I think it's far more dangerous to have it in the URL...
You have a table, "sessions" or whatever, in your database. It has a field for each variable you want to store in your session (and you might have to read up on serialisation if you'll be wanting to store things like arrays), and an additional field for storing your session ID. md5(time()) might do as a session ID.
You'll have to do something like
"SELECT * from sessions WHERE session_id='$session_id'"
to query the database for all fields where the session ID matches the one supplied in the URL (there isn't one? header('Location:login.php')😉. Maybe the session ID is an old one that someone pulled out of your cache or browser history, and isn't in the database any more: header('Location:login.php');. Maybe it is still in the database and you haven't cleared it out yet - they're now in your admin section.

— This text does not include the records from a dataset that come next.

PR #1240, opened 2017-01-07
optimize namespace["foo"]

Rich-Harris:
This is #841 revisited (since that PR was against an ancient version of the codebase and would be hopeless to try and merge). It means that `namespace['foo']` and `namespace.foo` are treated the same way for the purposes of tree-shaking.

### DIFF
--- a/src/ast/nodes/MemberExpression.js
+++ b/src/ast/nodes/MemberExpression.js
@@ -1,14 +1,24 @@
-import isReference from 'is-reference';
 import relativeId from '../../utils/relativeId.js';
 import Node from '../Node.js';
 import { UNKNOWN } from '../values.js';
+
+const validProp = /^[a-zA-Z_$][a-zA-Z_$0-9]*$/;
 
 class Keypath {
 	constructor ( node ) {
 		this.parts = [];
 
 		while ( node.type === 'MemberExpression' ) {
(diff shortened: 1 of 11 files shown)


eiszfuchs:
Hm. 🤔  Since this change, my compilation breaks with
```TypeError: replacement content must be a string```

Did I do something wrong? I find myself unable to hunt down the cause.

Rich-Harris:
Oh! I just saw a similar error, it makes sense that it would be related to that change. If you do manage to create a repro (ideally on [rollupjs.org](http://rollupjs.org/)!) that would be a huge help — either way, will try and get a patch release out shortly

eiszfuchs:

With a successful query, get the field values, stick them into suitable variables, and you're under way.
You need to stick the session ID in all the links (and forms) in your admin section. I saw some Javascript on the documentation site that was said to do this automatically.
Clearing out the database is tricky - you need to write a substitute for PHP's garbage collection as well. Assuming there will only ever be one session at a time (there won't be multiple people using the admin session), a "DELETE FROM sessions" when some "logout" command is given ought to do the trick. Otherwise things can get stickier.